# Hayes stile Track Bumpers



## chaingun (Jan 4, 2008)

I have been putting this project off for a while. I had some steel lying around for awhile so looking through a Walthers catalog I saw these Hays style bumpers. I decided I am a welding kind of guy – I could do that. So I whipped up about 10 of them.

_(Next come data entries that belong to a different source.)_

PR #1756, opened 2026-06-03
Add pivot_root_chroot option to enable user namespaces

tkopecek:
New `pivot_root_chroot` configuration option uses `pivot_root(2)` inside a private mount namespace to atomically swap the mount-namespace root to the chroot path. This satisfies the kernel check that blocks `unshare(CLONE_NEWUSER)` after plain `chroot()`, allowing tools like pasta/passt that require user namespaces to work inside mock buildroots. This is the same approach used by bubblewrap and other container runtimes. Requires `CAP_SYS_ADMIN` (available in `--privileged` containers); falls back to plain `chroot()` on failure.
Set `config_opts['pivot_root_chroot'] = True` to enable.

Requirements:
- CAP_SYS_ADMIN capability (provided by --privileged containers)
- Already in a mount namespace (Podman/Docker containers)

Assisted-By: Claude Sonnet 4.5

### DIFF
--- a/mock/docs/site-defaults.cfg
+++ b/mock/docs/site-defaults.cfg
@@ -77,6 +77,12 @@
 # 'chroot').
 #config_opts['isolation'] = 'auto'
 
+# For "simple" there is also an option to chroot whole process to a new
+# directory. It enables user namespaces inside the build environment, thus e.g.
+# allowing use of pasta/passt (local) networking in build or tests. It is a
+# preview feature disabled by default.
+#config_opts['pivot_root_chroot'] = False
+
 # If you're using isolation='nspawn', then by default networking will be turned
 # off for rpmbuild.  This helps ensure more reproducible builds.
 #config_opts['rpmbuild_networking'] = False
--- a/mock/py/mockbuild/config.py
+++ b/mock/py/mockbuild/config.py
@@ -93,6 +93,7 @@ def setup_default_config_opts():
     config_opts['online'] = True
     config_opts['isolation'] = None
     config_opts['use_nspawn'] = None
+    config_opts['pivot_root_chroot'] = False
     config_opts['rpmbuild_networking'] = False
     config_opts['nspawn_args'] = ['--capability=cap_ipc_lock']
     # FIXME disable as default because of https://github.com/rpm-software-management/mock/issues/1641
--- a/mock/py/mockbuild/util.py
+++ b/mock/py/mockbuild/util.py
@@ -40,13 +40,21 @@ from .trace_decorator import getLog, traceLog
 from .uid import setresuid
 from pyroute2 import IPRoute
 
-_libc = ctypes.cdll.LoadLibrary(None)
+_libc = ctypes.CDLL(None, use_errno=True)
 _libc.personality.argtypes = [ctypes.c_ulong]
 _libc.personality.restype = ctypes.c_int
 _libc.unshare.argtypes = [ctypes.c_int]
 _libc.unshare.restype = ctypes.c_int
+_libc.mount.argtypes = [ctypes.c_char_p, ctypes.c_char_p,
+                         ctypes.c_char_p, ctypes.c_ulong,
+                         ctypes.c_void_p]
+_libc.mount.restype = ctypes.c_int
+_libc.umount2.argtypes = [ctypes.c_char_p, ctypes.c_int]
+_libc.umount2.restype = ctypes.c_int
 _libc.sethostname.argtypes = [ctypes.c_char_p, ctypes.c_int]
 _libc.sethostname.restype = ctypes.c_int
+_libc.pivot_root.argtypes = [ctypes.c_char_p, ctypes.c_char_p]
+_libc.pivot_root.restype = ctypes.c_int
 
 # See linux/include/sched.h
 CLONE_NEWNS = 0x00020000
@@ -54,6 +62,14 @@ CLONE_NEWUTS = 0x04000000
 CLONE_NEWPID = 0x20000000
 CLONE_NEWNET = 0x40000000
 CLONE_NEWIPC = 0x08000000
+
+# Mount flags used by condChrootPivotRoot
+# See libmount/libmount.h (libmount-devel)
+MS_BIND    = 0x1000       # 4096: Mount existing tree elsewhere as well
+MS_REC     = 0x4000       # 16384: Recursive loopback
+MS_PRIVATE = 0x40000      # 262144: Make private
+# See sys/mount.h
+MNT_DETACH = 0x00000002   # 2: Just detach from tree
 
 # taken from sys/personality.h
 PER_LINUX32 = 0x0008
@@ -310,6 +326,65 @@ def condChroot(chrootPath):
         setresuid(saved['ruid'], saved['euid'])
 
 
+def _do_pivot_root(chrootPath):
+    """Perform pivot_root(2) chroot.  Caller must already be running as root."""
+    chroot_bytes = chrootPath.encode('utf-8')
+
+    # New mount namespace so our mount changes don't affect the parent
+    if _libc.unshare(CLONE_NEWNS) != 0:
+        raise OSError(ctypes.get_errno(), "unshare(CLONE_NEWNS)")
+
+    # Make all existing mounts private to prevent propagation
+    if _libc.mount(b"none", b"/", None, MS_REC | MS_PRIVATE, None) != 0:
+        raise OSError(ctypes.get_errno(), "mount --make-rprivate /")
+
+    # Bind-mount the chroot dir onto itself so it becomes a mount point
+    # (pivot_root requires new_root to be a mount point)
+    if _libc.mount(chroot_bytes, chroot_bytes, None,
+                    MS_BIND | MS_REC, None) != 0:
+        raise OSError(ctypes.get_errno(), "bind mount " + chrootPath)
+
+    # Directory where the old root will be stashed
+    put_old = os.path.join(chrootPath, ".pivot_old")
+    file_util.mkdirIfAbsent(put_old)
+    put_old_bytes = put_old.encode('utf-8')
+
+    if _libc.pivot_root(chroot_bytes, put_old_bytes) != 0:
+        raise OSError(ctypes.get_errno(), "pivot_root")
+
+    os.chdir("/")
+
+    # Detach the old root — it is no longer needed
+    if _libc.umount2(b"/.pivot_old", MNT_DETACH) != 0:
+        raise OSError(ctypes.get_errno(), "umount2 /.pivot_old")
+
+    os.rmdir("/.pivot_old")
+
+
+def condChrootPivotRoot(chrootPath):
+    """
+    Chroot using pivot_root(2) to allow user namespaces afterward.
+
+    The kernel blocks unshare(CLONE_NEWUSER) after plain chroot() because
+    the process root no longer matches the mount namespace root.  By using
+    pivot_root(2) inside a private mount namespace we atomically swap the
+    mount-namespace root to chrootPath, satisfying the kernel check.
+
+    This is the same approach used by bubblewrap and other container runtimes.
+
+    Requires CAP_SYS_ADMIN (available in --privileged containers).
+    """
+    if chrootPath is None:
+        return
+
+    saved = {"ruid": os.getuid(), "euid": os.geteuid()}
+    setresuid(0, 0, 0)
+    try:
+        _do_pivot_root(chrootPath)
+    finally:
+        setresuid(saved['ruid'], saved['euid'])
+
+
 def condChdir(cwd):
     if cwd is not None:
         os.chdir(cwd)
@@ -526,7 +601,7 @@ def do(*args, **kargs):
 def do_with_status(command, shell=False, chrootPath=None, cwd=None, timeout=0, raiseExc=True,
                    returnOutput=0, uid=None, gid=None, user=None, personality=None,
                    printOutput=False, env=None, pty=False, nspawn_args=None, unshare_net=False,
-                   returnStderr=True, *_, **kargs):
+                   returnStderr=True, pivot_root_chroot=False, *_, **kargs):
     logger = kargs.get("logger", getLog())
     if timeout == 0:
         timeout = _OPS_TIMEOUT
@@ -536,8 +611,12 @@ def do_with_status(command, shell=False, chrootPath=None, cwd=None, timeout=0, r
         lead_pty, sub_pty = os.openpty()
         resize_pty(sub_pty)
         reader = os.fdopen(lead_pty, 'rb')
+    if pivot_root_chroot and chrootPath and USE_NSPAWN:
+        logger.warning(
+            "pivot_root_chroot=True ignored when using systemd-nspawn")
     preexec = ChildPreExec(personality, chrootPath, cwd, uid, gid,
-                           unshare_ipc=bool(chrootPath), unshare_net=unshare_net)
+                           unshare_ipc=bool(chrootPath), unshare_net=unshare_net,
+                           pivot_root_chroot=pivot_root_chroot)
     if env is None:
         env = clean_env()
     stdout = None
@@ -616,11 +695,13 @@ def do_with_status(command, shell=False, chrootPath=None, cwd=None, timeout=0, r
 class ChildPreExec(object):
     def __init__(self, personality, chrootPath, cwd, uid, gid, env=None,
                  shell=False, unshare_ipc=False, unshare_net=False,
-                 no_setsid=False):
+                 no_setsid=False, pivot_root_chroot=False):
         """
         Params:
         - no_setsid - assure we don't call os.setsid(), as the process we run
             calls that itself
+        - pivot_root_chroot - use pivot_root(2) for chroot to enable
+            user namespaces afterward (requires CAP_SYS_ADMIN)
         """
         self.personality = personality
         self.chrootPath = chrootPath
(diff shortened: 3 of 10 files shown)


mock/py/mockbuild/util.py
```diff
@@ -310,6 +334,89 @@
...
+        try:
+            os.rmdir("/.pivot_old")
+        except OSError:
+            pass
+
+    except OSError as e:
+        if bind_mount_created:
+            try:
+                _libc.umount2(chrootBytes, MNT_DETACH)
+            except Exception:
```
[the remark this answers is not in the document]
tkopecek: It is not a real catch - it is trying to recover what is possible after already failed pivot_root

mock/tests/test_mount_pivot_chroot.py
```diff
@@ -0,0 +1,244 @@
...
+import ctypes
+import pytest
+import tempfile
+import shutil
+
+# Add the py directory to the path to import the local version
+sys.path.insert(0, os.path.join(os.path.dirname(__file__), '..', 'py'))
+
+# Import constants from mockbuild.util
+from mockbuild.util import (
```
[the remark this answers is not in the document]
tkopecek: Depends on sys.path.insert which should be after base modules are imported to not inject something else.

mock/tests/test_mount_pivot_chroot.py
```diff
@@ -0,0 +1,244 @@
...
+
+import os
+import sys
+import ctypes
+import pytest
+import tempfile
+import shutil
+
+# Add the py directory to the path to import the local version
+sys.path.insert(0, os.path.join(os.path.dirname(__file__), '..', 'py'))
```
xsuchy: Why is this here?

tkopecek: Ah, you're right - I had it there as it mixed with installed mock. /I'll drop that/. Bigger issue is that tests must run with CAP_SYS_ADMIN (so, under the root or in privileged container). Do you've some other tests dealing with such requirements? Otherwise it is just skipped :-(

mock/py/mockbuild/util.py
```diff
@@ -310,6 +334,89 @@ def condChroot(chrootPath):
...
+                pass
+        log.warning("pivot_root chroot failed (%s), falling back to plain chroot", e)
+        setresuid(saved['ruid'], saved['euid'])
+        condChroot(chrootPath)
+        return
+
+    setresuid(saved['ruid'], saved['euid'])
```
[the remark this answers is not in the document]
tkopecek: should be fixed now

mock/py/mockbuild/util.py
```diff
@@ -644,9 +755,14 @@ def __call__(self, *args, **kargs):
...
         if not USE_NSPAWN or not self.chrootPath:
-            condChroot(self.chrootPath)
+            if self.pivot_root_chroot:
+                condChrootPivotRoot(self.chrootPath)
+            else:
+                condChroot(self.chrootPath)
             condDropPrivs(self.uid, self.gid)
             condChdir(self.cwd)
+        elif self.pivot_root_chroot and self.chrootPath:
+            getLog().warning("pivot_root_chroot=True ignored when using systemd-nspawn")
```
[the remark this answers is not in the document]
tkopecek: should be fixed now

mock/tests/test_mount_pivot_chroot.py
praiskup: we have behave / "old" testsuite, those are run in (real host's) root mode ... but these are not yet? transitively running unit-tests.  That can be changed though ... (you can, or I can take a look, if you make the test "skipped" inside of a non-privileged environment)

mock/py/mockbuild/util.py
```diff
@@ -310,6 +334,95 @@ def condChroot(chrootPath):
...
+    This is the same approach used by bubblewrap and other container runtimes.
+
+    Requires CAP_SYS_ADMIN (available in --privileged containers).
+    Falls back to plain chroot() on failure.
+    """
+    if chrootPath is None:
+        return
+
+    saved = {"ruid": os.getuid(), "euid": os.geteuid()}
+    setresuid(0, 0, 0)
```
praiskup, line 381: Can we use uid_manger.elevate_privileges()?

mock/py/mockbuild/util.py
```diff
@@ -55,6 +62,23 @@
...
+MNT_DETACH = 0x00000002   # 2: Just detach from tree
+
+# Syscall number for pivot_root(2) — architecture dependent
+_SYS_PIVOT_ROOT = {
+    'x86_64': 155, 'i386': 217, 'i686': 217,
+    'aarch64': 41, 'armv7l': 218,
+    'ppc64le': 203, 'ppc64': 203,
+    's390x': 217, 's390': 217,
+    'riscv64': 41, 'loongarch64': 41,
+}.get(os.uname().machine)
```
praiskup: ouch ... these numbers ... can't we do this instead?
```python
try:
    pivot_root_syscall = libc.pivot_root
except AttributeError:
    .... ??? something ???...
```

mock/py/mockbuild/util.py
tkopecek: updated

mock/py/mockbuild/util.py
tkopecek: I've been looking for them so heavily that I've ignored the simple solution :-D

tkopecek:
ping @praiskup

mock/py/mockbuild/config.py
```diff
@@ -93,6 +93,7 @@ def setup_default_config_opts():
     config_opts['online'] = True
     config_opts['isolation'] = None
     config_opts['use_nspawn'] = None
+    config_opts['pivot_root_chroot'] = False
```
praiskup, line 96: please add this into site-defaults.cfg doc file

mock/docs/site-defaults.cfg
```diff
@@ -77,6 +77,12 @@
 # 'chroot').
 #config_opts['isolation'] = 'auto'
 
+# For "simple" there is also an option to chroot whole process to new directory.
+# It enables user namespaces inside the build environment, thus e.g. allowing
+# use pasta/passt (local) networking in build or tests. It can break some other
+# usecases, so it is not turn on by default.
```
praiskup: What other use-cases?  Some example / link would be nice.
I suppose we are going to turn this on in Konflux?

mock/py/mockbuild/util.py
```diff
@@ -301,13 +318,109 @@ def sethostname(hostname):
...
+        # Make all existing mounts private to prevent propagation
+        if _libc.mount(b"none", b"/", None, MS_REC | MS_PRIVATE, None) != 0:
+            raise OSError(ctypes.get_errno(), "mount --make-rprivate /")
+
+        # Bind-mount the chroot dir onto itself so it becomes a mount point
+        # (pivot_root requires new_root to be a mount point)
+        if _libc.mount(chroot_bytes, chroot_bytes, None,
+                       MS_BIND | MS_REC, None) != 0:
+            raise OSError(ctypes.get_errno(), "bind mount " + chrootPath)
+        pivoted = True
```
praiskup: this one should be set True after the libc.pivot_root() call

mock/py/mockbuild/util.py
```diff
@@ -301,13 +318,109 @@ def sethostname(hostname):
...
+    """Perform pivot_root(2) chroot.  Caller must already be running as root."""
+    chroot_bytes = chrootPath.encode('utf-8')
+    pivoted = False
+    bind_mount_created = False
+
+    try:
+        if not os.path.isdir(chrootPath):
+            raise OSError(errno.ENOENT, f"chroot path does not exist: {chrootPath}")
+
+        if not getattr(_libc, 'pivot_root'):
```
praiskup: is this dead code..?  (line 57 would raise traceback)

mock/py/mockbuild/util.py
```diff
@@ -301,13 +318,109 @@ def sethostname(hostname):
...
+
+def _do_pivot_root(chrootPath):
+    """Perform pivot_root(2) chroot.  Caller must already be running as root."""
+    chroot_bytes = chrootPath.encode('utf-8')
+    pivoted = False
+    bind_mount_created = False
+
+    try:
+        if not os.path.isdir(chrootPath):
+            raise OSError(errno.ENOENT, f"chroot path does not exist: {chrootPath}")
```
praiskup: I'm not fan of "isdir" checks (TOCTOU risks), what if we let it die later?

mock/py/mockbuild/util.py
```diff
@@ -301,13 +318,109 @@ def sethostname(hostname):
...
+        # (pivot_root requires new_root to be a mount point)
+        if _libc.mount(chroot_bytes, chroot_bytes, None,
+                       MS_BIND | MS_REC, None) != 0:
+            raise OSError(ctypes.get_errno(), "bind mount " + chrootPath)
+        pivoted = True
+        bind_mount_created = True
+
+        # Directory where the old root will be stashed
+        put_old = os.path.join(chrootPath, ".pivot_old")
+        os.makedirs(put_old, exist_ok=True)
```
praiskup: mkdirIfAbsent

mock/py/mockbuild/util.py
```diff
@@ -40,13 +40,22 @@
...
 _libc.personality.restype = ctypes.c_int
 _libc.unshare.argtypes = [ctypes.c_int]
 _libc.unshare.restype = ctypes.c_int
+_libc.mount.argtypes = [ctypes.c_char_p, ctypes.c_char_p,
+                         ctypes.c_char_p, ctypes.c_ulong,
+                         ctypes.c_void_p]
+_libc.mount.restype = ctypes.c_int
+_libc.umount2.argtypes = [ctypes.c_char_p, ctypes.c_int]
+_libc.umount2.restype = ctypes.c_int
+_libc.syscall.restype = ctypes.c_long
```
praiskup: is syscall needed?

praiskup (commented):
Otherwise seems good, thank you for the testsuite

mock/docs/site-defaults.cfg
praiskup: Or is this going to be enabled on a per-package basis?

tkopecek: - virt-v2v is spawning qemu machines during test phase which needs to communicate over network. They can do so in hermetic mode if userspace pasta can be instantiated.
- I would like to turn it on for whole konflux, but maybe some other packages will fail on this, so we will need to tune it per package.

mock/py/mockbuild/util.py
tkopecek: leftover, dropping

mock/py/mockbuild/util.py
```diff
@@ -799,7 +917,9 @@ def doshell(chrootPath=None, environ=None, uid=None, gid=None, cmd=None,
             cwd=None,
             nspawn_args=None,
             unshare_ipc=True,
-            unshare_net=False):
+            unshare_net=False,
+            pivot_root_chroot=False,
+            uid_manager=None):
```
tkopecek: @praiskup Any idea, what to about complaining pylint here (Too many arguments (11/10))?

praiskup: adjust pylintrc to 15? :-) ... or just `# pylint: disable=...`

mock/docs/site-defaults.cfg
praiskup: If we don't know about any real failures, I'd avoid the "speculative tone" sentence to not make people scared?  Or just change it to something like "a preview feature, disabled by default"?

mock/py/mockbuild/util.py
```diff
@@ -301,13 +317,102 @@ def sethostname(hostname):
...
+
+    except OSError as e:
+        if bind_mount_created:
+            try:
+                _libc.umount2(chroot_bytes, MNT_DETACH)
+            except Exception:  # pylint: disable=broad-exception-caught
+                pass
+        if pivoted:
+            raise RuntimeError(f"pivot_root succeeded but cleanup failed: {e}") from e
+        # Fall back to plain chroot (already running as root)
```
praiskup: I'm confused.  Do we really want to call chroot() after pivot_root()?

tkopecek: If it was already pivoted, we're doomed. Otherwise, it could be a way (as most builds don't care). But to have cleaner approach, we can fail in such case and don't fallback (and force user to turn that feature off).

tkopecek: Probably depends on how similar situation are handled elsewhere in the code.

mock/py/mockbuild/util.py
```diff
@@ -301,13 +317,102 @@ def sethostname(hostname):
...
+            raise OSError(ctypes.get_errno(), "unshare(CLONE_NEWNS)")
+
+        # Make all existing mounts private to prevent propagation
+        if _libc.mount(b"none", b"/", None, MS_REC | MS_PRIVATE, None) != 0:
+            raise OSError(ctypes.get_errno(), "mount --make-rprivate /")
+
+        # Bind-mount the chroot dir onto itself so it becomes a mount point
+        # (pivot_root requires new_root to be a mount point)
+        if _libc.mount(chroot_bytes, chroot_bytes, None,
+                       MS_BIND | MS_REC, None) != 0:
```
praiskup: is MS_REC correct here?

mock/py/mockbuild/util.py
```diff
@@ -301,13 +317,102 @@ def sethostname(hostname):
...
-def condChroot(chrootPath):
+def condChroot(chrootPath, uid_manager=None):
     if chrootPath is not None:
-        saved = {"ruid": os.getuid(), "euid": os.geteuid()}
-        setresuid(0, 0, 0)
+        if uid_manager:
+            with uid_manager.elevated_privileges():
+                os.chdir(chrootPath)
+                os.chroot(chrootPath)
+        else:
```
praiskup: This seems to be a dead code now.

mock/py/mockbuild/util.py
```diff
@@ -301,13 +317,102 @@ def sethostname(hostname):
...
+
+        os.chdir("/")
+
+        # Detach the old root — it is no longer needed
+        if _libc.umount2(b"/.pivot_old", MNT_DETACH) != 0:
+            raise OSError(ctypes.get_errno(), "umount2 /.pivot_old")
+        try:
+            os.rmdir("/.pivot_old")
+        except OSError:
+            pass
```
praiskup: I don't think we need this exception handler;  if it doesn't exist, the situation is so weird so we should let it bomb on us.

mock/py/mockbuild/util.py
```diff
@@ -301,13 +317,102 @@ def sethostname(hostname):
...
+
+    This is the same approach used by bubblewrap and other container runtimes.
+
+    Requires CAP_SYS_ADMIN (available in --privileged containers).
+    Falls back to plain chroot() on failure.
+    """
+    if chrootPath is None:
+        return
+
+    if uid_manager:
```
praiskup: same here, uid_manager is always set

mock/py/mockbuild/util.py
tkopecek: It is overriding potential MS_SHARED which is not allowed by pivot_root (which would fail)

mock/py/mockbuild/util.py
tkopecek: dropped

mock/py/mockbuild/util.py
tkopecek: dropped (plus similar code in condChrootPivotRoot). Question if not to drop these functions completely and make it inline?

tkopecek: But maybe it is more readable this way.

mock/py/mockbuild/util.py
tkopecek: Reverted - it is not always. Many calls are coming from non-broot calls (plugins, SCM, etc.) with unset uid_manager.

mock/py/mockbuild/util.py
praiskup: This is a can of worms, and I was wrong that uid_manager is the right choice :-( sorry - if we can't be sure uid_manager is available, can we just keep the old (non-uid_manager) pattern?  Ditto for condChrootPivot().

mock/py/mockbuild/util.py
praiskup: Nah, sorry for the confusion.  Can we just keep just one way of raising privileges here, the manual "setresuid(0, 0, 0)" pattern?

mock/py/mockbuild/util.py
```diff
@@ -616,11 +697,14 @@ def do_with_status(command, shell=False, chrootPath=None, cwd=None, timeout=0, r
...
                  shell=False, unshare_ipc=False, unshare_net=False,
-                 no_setsid=False):
+                 no_setsid=False, pivot_root_chroot=False, uid_manager=None):
         """
         Params:
         - no_setsid - assure we don't call os.setsid(), as the process we run
             calls that itself
+        - pivot_root_chroot - use pivot_root(2) for chroot to enable
+            user namespaces afterward (requires CAP_SYS_ADMIN)
+        - uid_manager - UidManager instance for privilege handling
```
praiskup: nit: this is now unused

mock/docs/site-defaults.cfg
```diff
@@ -77,6 +77,12 @@
 # 'chroot').
 #config_opts['isolation'] = 'auto'
 
+# For "simple" there is also an option to chroot whole process to a new
+# directory. It enables user namespaces inside the build environment, thus e.g.
+# allowing use pasta/passt (local) networking in build or tests. It is a
+# preview feature disabled by default.
+# config_opts['pivot_root_chroot'] = False
```
praiskup: nit: we tend to drop the whitespace here, to optically highlight commented-out configuration

praiskup:
LGTM, can you please squash?  Or I can, just please tell.

tkopecek:
squashed and rebased

praiskup (approved):
LGTM, thank you for the great work.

I used ¼ inch solid square stock for the legs and 1/8X1/2 inch strap for the bumper pad. I welded 10 penny duplex nails on the bottom of the legs to stick in the ground.
Best, Ted


----------



## eheading (Jan 5, 2008)

Ted, They REALLY look nice!! Nice job!!

Ed


----------



## Stan Cedarleaf (Jan 2, 2008)

Those are great, Ted. You need to market them. I could use a few myself...


----------



## audi84 (Jan 13, 2008)

As Stan said , you need to market them I would buy at least 6, so ?????












audi84, ne: Noel1


----------



## altterrain (Jan 2, 2008)

Very nice. You should sell them. I'd use them replace my Aristo ones! 

-Brian


----------



## bvdrr (Jan 3, 2008)

Iv'e wondered bafore why someone didn't make these, I have tryed before to make some out of 332 rail without success. Good job
Fred


----------



## hawkeye2 (Jan 6, 2008)

Look good Ted. I like the nails to anchor them with. That is an idea that could be adapted to indoor RRs and other scale too.

Doug


----------



## aceinspp (Jan 2, 2008)

Cool. Nice job and like the color. I need some. Later RJD


----------



## chaingun (Jan 4, 2008)

Thanks for the kind comments. I never thought of selling them. I guess if there was enough interest I could do some for folks here on MLS. I would have to figure material cost. I think Aristo bumpers sell for around $6.50 a pop. I may not be able to beat that but think I could get in the ball park. Let me know if you are interested and I will get out my pencil and do the math. 
Best, Ted


----------



## Stan Cedarleaf (Jan 2, 2008)

Posted By chaingun on 17 Dec 2009 06:55 AM 
Let me know if you are interested and I will get out my pencil and do the math. 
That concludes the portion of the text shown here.